Storie che si intrecciano con i dati allarmanti sul lavoro minorile diffusi recentemente da Save the Children: in Italia si stima che tra i 14-15enni che lavorano, il 27,8% (circa 58.000 minorenni) abbia svolto lavori particolarmente dannosi per il proprio sviluppo educativo e per il benessere psicofisico. Tra i minorenni intervistati che hanno dichiarato di aver avuto esperienze lavorative, il 9,1% è impiegato in attività in campagna.
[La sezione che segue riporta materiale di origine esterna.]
PR #855, opened 2023-02-08
ci: build and run unit tests with bzlmod

kormide:
Fixes https://github.com/aspect-build/rules_js/issues/644

This should close off the bzlmod support for rules_js ticket.

Depends on: https://github.com/aspect-build/bazel-lib/pull/375

### DIFF
--- a/.bazelrc.common
+++ b/.bazelrc.common
@@ -70,3 +70,7 @@ build --incompatible_strict_action_env
 
 # Enable with --config=release
 build:release --stamp --workspace_status_command=$(pwd)/workspace_status.sh
+
+# Config to enable building and testing with bzlmod
+common:bzlmod --enable_bzlmod
+common:bzlmod --//:flag_bzlmod
--- a/.github/workflows/ci.yaml
+++ b/.github/workflows/ci.yaml
@@ -174,8 +174,6 @@ jobs:
                     - bazelversion: 5.1.1
                       bzlmodEnabled: true
                     # TODO: un-exclude the following bzlmod tests once they work
-                    - folder: .
-                      bzlmodEnabled: true
                     - folder: e2e/js_image_docker
                       bzlmodEnabled: true
                     - folder: e2e/js_image_oci
@@ -236,17 +234,24 @@ jobs:
                   ENGFLOW_CLIENT_CRT: ${{ secrets.ENGFLOW_CLIENT_CRT }}
                   ENGFLOW_PRIVATE_KEY: ${{ secrets.ENGFLOW_PRIVATE_KEY }}
 
-            - name: Set bzlmod flag
+            - name: Set bzlmod flag (for integration tests)
               # Store the --enable_bzlmod flag that we add to the test command below
               # only when we're running bzlmod in our test matrix.
               id: set_bzlmod_flag
-              if: matrix.bzlmodEnabled
+              if: ${{ matrix.bzlmodEnabled && matrix.folder != '.'}}
               run: echo "bzlmod_flag=--enable_bzlmod" >> $GITHUB_OUTPUT
+
+            - name: Set bzlmod configuration (for test //...)
+              # Store the --config=bzlmod flag that we add to the test command below
+              # only when we're running bzlmod in our test matrix.
+              id: set_bzlmod_config
+              if: ${{ matrix.bzlmodEnabled && matrix.folder == '.'}}
+              run: echo "bzlmod_config=--config=bzlmod" >> $GITHUB_OUTPUT
 
             - name: bazel test //...
               working-directory: ${{ matrix.folder }}
               run: |
-                  bazel --bazelrc=$GITHUB_WORKSPACE/.github/workflows/ci.bazelrc --bazelrc=.bazelrc test --config=${{ matrix.config }} ${{ steps.set_bzlmod_flag.outputs.bzlmod_flag }} //...
+                  bazel --bazelrc=$GITHUB_WORKSPACE/.github/workflows/ci.bazelrc --bazelrc=.bazelrc test --config=${{ matrix.config }} ${{ steps.set_bzlmod_flag.outputs.bzlmod_flag }} ${{ steps.set_bzlmod_config.outputs.bzlmod_config }} //...
                   ls $(bazel info output_base)/external | grep -v __links | grep -vz unused
               env:
                   # Bazelisk will download bazel to here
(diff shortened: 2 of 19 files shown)


.bazelrc.common
```diff
@@ -70,3 +70,7 @@ build --incompatible_strict_action_env
 
 # Enable with --config=release
 build:release --stamp --workspace_status_command=$(pwd)/workspace_status.sh
+
+# Config to enable building and testing with bzlmod
+build:bzlmod --enable_bzlmod
+build:bzlmod --//:flag_bzlmod
```
kormide, line 76: Unfortunately we can't declare a `config_setting` on `--enable_bzlmod`, so we have to detect it for `select`s this way.

.github/workflows/ci.yaml
```diff
@@ -236,17 +234,24 @@ jobs:
...
+              if: ${{ matrix.bzlmodEnabled && matrix.folder != '.'}}
               run: echo "bzlmod_flag=--enable_bzlmod" >> $GITHUB_OUTPUT
 
+            - name: Set bzlmod configuration (for test //...)
+              # Store the --enable_bzlmod flag that we add to the test command below
+              # only when we're running bzlmod in our test matrix.
+              id: set_bzlmod_config
+              if: ${{ matrix.bzlmodEnabled && matrix.folder == '.'}}
+              run: echo "bzlmod_config=--config=bzlmod" >> $GITHUB_OUTPUT
+
```
kormide, line 250: In the case of `test //...` we need to set `--config=bzlmod` rather than just an `--enable_bzlmod` flag.

docs/BUILD.bazel
```diff
@@ -3,46 +3,97 @@ load("@aspect_bazel_lib//lib:docs.bzl", "stardoc_with_diff_test", "update_docs")
 stardoc_with_diff_test(
     name = "js_binary",
     bzl_library_target = "//js/private:js_binary",
+    # https://github.com/bazelbuild/stardoc/pull/141
+    target_compatible_with = select({
+        "//:bzlmod": ["@platforms//:incompatible"],
+        "//conditions:default": [],
+    }),
```
kormide, line 10: Stardoc doesn't work with bzlmod enabled.

js/dev_repositories.bzl
```diff
@@ -21,14 +21,16 @@ def rules_js_dev_dependencies():
...
-        strip_prefix = "bazel-skylib-1.3.0",
-        urls = ["https://github.com/bazelbuild/bazel-skylib/archive/refs/tags/1.3.0.tar.gz"],
+        sha256 = "b8a1527901774180afc798aeb28c4634bdccf19c4d98e7bdd1ce79d1fe9aaad7",
+        urls = ["https://github.com/bazelbuild/bazel-skylib/releases/download/1.4.1/bazel-skylib-1.4.1.tar.gz"],
+    )
+
+    http_archive(
+        name = "bazel_skylib_gazelle_plugin",
+        sha256 = "0a466b61f331585f06ecdbbf2480b9edf70e067a53f261e0596acd573a7d2dc3",
+        urls = ["https://github.com/bazelbuild/bazel-skylib/releases/download/1.4.1/bazel-skylib-gazelle-plugin-1.4.1.tar.gz"],
```
kormide, line 33: We no longer have to download the source repo :tada:

kormide: I can move this out into a prefactor.

kormide:
Ready for review

e2e/pnpm_workspace_deps/MODULE.bazel
```diff
@@ -16,6 +16,7 @@ node = use_extension("@rules_nodejs//nodejs:extensions.bzl", "node")
 
 node.toolchain(
     name = "nodejs",
+    node_version = "16.9.0",
```
kormide, line 19: I had to make the version the same as in MODULE.bazel in rules_js due to this bug which needs to be fixed upstream.

https://github.com/bazelbuild/rules_nodejs/pull/3626

alexeagle: that bug fix is released, want to update this PR?

kormide: Yup just publishing the new rnj version to bcr.

kormide:
Node toolchain fixes are in. This one is ready for another review @gregmagolan @alexeagle.

BUILD.bazel
```diff
@@ -61,3 +62,15 @@ buildifier(
     lint_mode = "warn",
     mode = "diff",
 )
+
+bool_flag(
+    name = "flag_bzlmod",
```
alexeagle, line 67: comment about why we need this strange thing

MODULE.bazel
```diff
@@ -10,6 +10,15 @@ bazel_dep(name = "aspect_bazel_lib", version = "1.27.2")
 bazel_dep(name = "bazel_skylib", version = "1.4.1")
 bazel_dep(name = "rules_nodejs", version = "5.8.2")
 bazel_dep(name = "platforms", version = "0.0.4")
+bazel_dep(name = "gazelle", version = "0.28.0", repo_name = "bazel_gazelle")
```
alexeagle, line 13: shouldn't this be a devdep?

docs/BUILD.bazel
alexeagle: fix is coming soon I hear. this is an interesting workaround

docs/BUILD.bazel
```diff
@@ -3,46 +3,97 @@ load("@aspect_bazel_lib//lib:docs.bzl", "stardoc_with_diff_test", "update_docs")
...
 )
 
 stardoc_with_diff_test(
     name = "npm_import",
     bzl_library_target = "//npm:npm_import",
+    # https://github.com/bazelbuild/stardoc/pull/141
```
alexeagle, line 85: this is a lot of boilerplate, maybe it could go in a wrapper macro or even in bazel-lib where this symbol is loaded?

BUILD.bazel
alexeagle: and, we should file the issue if someone hasn't already, that it should be possible to sense this like we do for `--stamp` https://github.com/aspect-build/bazel-lib/blob/main/lib/private/stamping.bzl#L29

alexeagle (commented):
cool

MODULE.bazel
```diff
@@ -10,9 +10,22 @@ bazel_dep(name = "aspect_bazel_lib", version = "1.27.2")
...
+
+ext.host()
+
+use_repo(ext, "aspect_bazel_lib_host")
 
 node = use_extension("@rules_nodejs//nodejs:extensions.bzl", "node")
 
+node.toolchain(
+    node_version = "16.9.0"
+)
```
kormide, line 27: WORKSPACE registers this specific version. If we don't do it here, one of our tests fails which checks the npm version.

BUILD.bazel
kormide: @Wyverald didn't think that could be easily done.

docs/BUILD.bazel
kormide: Added a macro

BUILD.bazel
kormide: Added some clarifying comments.

.bazelrc.common
alexeagle: That seems like a bug (I assume you tried it)

kormide: Yep, I tried.

alexeagle (approved):

PR #860, opened 2023-02-10
feat: propagate non-dev npm dependencies in js_library deps to direct dependencies of downstream linked npm_package targets

gregmagolan:
This also fixes the bug where "dev" dependencies in the `data` attribute are incorrectly propagated to the direct dependencies of downstream linked `npm_package` targets.

Once landed, downstream build rules such as `ts_project` will be updated to follow the same pattern.


kormide:
Needs rebase.

jbedard (approved):

PR #865, opened 2023-02-11
chore: update to latest version of Aspect CLI and turn on additional workflows features

gregmagolan:
Can't turn on gazelle quite yet as the bzl_library targets are out-of-date and not sure if gazelle is generating the right things there yet

### DIFF
--- a/.aspect/workflows/config.yaml
+++ b/.aspect/workflows/config.yaml
@@ -5,49 +5,79 @@ workspaces:
         label: rules_js
     e2e/bzlmod:
         icon: bazel
+        tasks:
+            buildifier:
+                without: true
     e2e/js_image_docker:
         icon: docker
+        tasks:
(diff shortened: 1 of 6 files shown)


.aspect/workflows/config.yaml
```diff
@@ -48,6 +48,8 @@ workspaces:
 tasks:
     warming:
     branch_freshness:
+        update_strategy: rebase
```
mattem, line 51: These can be removed really as they are all the defaults, you get the `warming` and `branch_freshness` tasks for free.

gregmagolan: default for branch_freshness is `rebase`?

mattem: Yup

mattem (approved):

PR #876, opened 2023-02-13
fix(performance): cache patch labels early to avoid unnecessary reloading of lockfile

kormide:


npm/private/npm_translate_lock_state.bzl
```diff
@@ -108,8 +118,9 @@ def _init_common_labels(rctx, label_store):
     # pnpm-workspace.yaml file
     label_store.add_sibling("lock", "pnpm_workspace", PNPM_WORKSPACE_FILENAME)
 
-    # root package.json file
-    label_store.add_sibling("lock", "package_json_root", PACKAGE_JSON_FILENAME)
+    # root package.json file (if one exists)
+    if "//:package.json" in rctx.attr.data:
```
gregmagolan, line 122: not quite right; the root package.json will be a sibling to the pnpm-lock file so its Bazel package needs to be derived from where the lock file is located

kormide: Updated

npm/private/npm_translate_lock_state.bzl
```diff
@@ -93,6 +103,12 @@ def _init_common_labels(rctx, label_store):
     if attr.pnpm_lock:
         label_store.add("pnpm_lock", attr.pnpm_lock, seed_root = True)
         label_store.add("lock", attr.pnpm_lock)
+
+        # root package.json file
+        root_package_json_label = str(attr.pnpm_lock).replace(PNPM_LOCK_FILENAME, PACKAGE_JSON_FILENAME)
+        if root_package_json_label in rctx.attr.data:
```
gregmagolan, line 109: hmmm. it is possible that this won't work if someone doesn't get their labels straight:
```
pnpm_lock = "//path/to:pnpm-lock.yaml",
data = ["//:path/to/package.json"],
```

gregmagolan (changes requested):

npm/private/npm_translate_lock_state.bzl
kormide: Good catch. Fixed.

gregmagolan (approved):
🚀

PR #2380, opened 2025-10-07
test: test fs patches via cjs and esm

jbedard:
Converting the source files to mjs, then testing on both mjs and babel-transpiled cjs.

### Test plan

- New test cases added


js/private/test/node-patches/BUILD.bazel
```diff
@@ -1,13 +1,19 @@
 load("@aspect_bazel_lib//lib:copy_to_bin.bzl", "copy_to_bin")
+load("@npm//:@babel/cli/package_json.bzl", babel_bin = "bin")
 load("//js:defs.bzl", "js_test")
 
 TESTS = [
```
dzbarsky, line 5: maybe a bit cleaner to define MJS_TESTS and put `escape.js` in its own list so you don't need to filter below? also as written you will run escape.js in CJS_TESTS as well, is that intended?

jbedard: The idea was `TESTS` get run directly, and `CJS_TESTS` are a subset that get transpiled+run.

You're correct escape.js is run twice which I'll fix...

dzbarsky: yeah it might be cleaner to combine the mjs + js test once at the js_test expansion site than combining here and then filtering multiple times in the babel targets

jbedard: Yeah that reduces the code a bit, updated 👍

PR #2382, opened 2025-10-07
fix: add fs patch for `fs.opendirSync`

jbedard:
---

### Test plan

- New test cases added


js/private/test/node-patches/opendir.mjs
```diff
@@ -52,7 +52,15 @@ describe('testing opendir', async () => {
                     path.join(fixturesDir, 'a')
                 )
                 const entry1 = await dir.read()
-                const entry2 = await util.promisify(dir.read.bind(dir))()
```
jbedard, line 55: This was causing a warning to stdout since `dir.read()` is already a promise-returning method, while `dir.read(callback)` is not.

js/private/test/node-patches/opendir.mjs
```diff
@@ -69,6 +77,23 @@ describe('testing opendir', async () => {
...
                 assert.equal(entry1.name, (await dir.read()).name)
+                assert.equal(entry2.name, (await dir.read()).name)
+
+                // Assert reading via opendirSync() produces the same result
+                dir = fs.opendirSync(path.join(fixturesDir, 'a'))
+                const entry1Sync = dir.readSync()
+                const entry2Sync = dir.readSync()
+                assert.equal(entry1.name, entry1Sync.name)
+                assert.equal(
+                    entry1.isSymbolicLink(),
```
jbedard, line 88: One of these `isSymbolicLink` calls is what failed before the "fix" commit which overrides `opendirSync` to be like the non-Sync

PR #2384, opened 2025-10-08
Stop reading pnpm_lock from label_store

dzbarsky:
We should stop using label_store completely; it served a useful purpose to precompute labels when restarts were expensive, but that's no longer true in modern bazels. We can use the labels direcly from `rctx.attr` and simplify some indirection.

### Test plan
existing tests


npm/private/npm_translate_lock.bzl
```diff
@@ -139,7 +139,7 @@ def _npm_translate_lock_impl(rctx):
 INFO: {} file updated. Please run your build again.
 
 See https://github.com/aspect-build/rules_js/issues/1445
-""".format(state.label_store.relative_path("pnpm_lock"))
```
dzbarsky: i changed some error messages to use the label instead of the path for simplicity, figured it doesn't matter too much. But can change it back if you prefer.

npm/private/npm_translate_lock_state.bzl
```diff
@@ -489,7 +489,7 @@ def _load_lockfile(priv, rctx, _, label_store):
 
     yq_args = [
         str(label_store.path("host_yq")),
```
jbedard, line 491: Can we drop them all?

dzbarsky: yes but i ran out of time to do a mega-PR

jbedard:
will need a rebase and to open against `3.x` branch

Basta ignorare lo sfruttamento

 «Abbiamo voluto dar voce a bambini, bambine e adolescenti che vivono ogni giorno in un vero e proprio cono d’ombra, subendo gravissime violazioni nel loro accesso alla salute e all’educazione. Questo Rapporto ci dice che i lavoratori e le lavoratrici sfruttate in campo agricolo, oltre ad essere vittime dirette di questa condizione, sono anche genitori, madri e padri di bambini “invisibili” che crescono nel nostro Paese privi di diritti essenziali. Questa dimensione così grave dello sfruttamento troppo spesso, sino ad oggi, è stata ignorata. È fondamentale innanzitutto riconoscere l’esistenza di questi bambini, assicurare ad ognuno di loro la residenza anagrafica, l’iscrizione al servizio sanitario e alla scuola e i servizi di sostegno indispensabili per la crescita», ha dichiarato Raffaela Milano, direttrice programmi Italia-Europa di Save the Children.

Le richieste

«Per questo motivo, chiediamo al Ministero del Lavoro e delle Politiche sociali di integrare il Piano Triennale di contrasto allo sfruttamento lavorativo in agricoltura e al caporalato con un programma specifico per l’emersione e la presa in carico dei figli dei lavoratori agricoli vittime di sfruttamento, da definire con le parti sociali e il Terzo Settore, alla luce delle esperienze e delle buone pratiche sperimentate sul campo. Chiediamo inoltre ai Prefetti dei territori dove il fenomeno è più presente di attivare un coordinamento con gli uffici scolastici provinciali, i servizi sociali, l’associazionismo e le organizzazioni sindacali per una sistematica azione di monitoraggio della presenza dei minorenni nei territori agricoli e per una offerta attiva dei servizi di base. In questo quadro, riteniamo anche necessario che questo tema sia inserito nei percorsi di formazione degli ispettori del lavoro e di tutto il personale con compiti di verifica della attuazione delle leggi in materia affinché, con il sostegno del terzo settore, delle organizzazioni sindacali e delle reti anti-tratta, si rafforzi la capacità del sistema di intercettare in modo tempestivo tutte le forme, dirette e indirette, di sfruttamento dei minorenni in ambito agricolo e si potenzino le misure di protezione e di sostegno alle vittime», conclude Milano.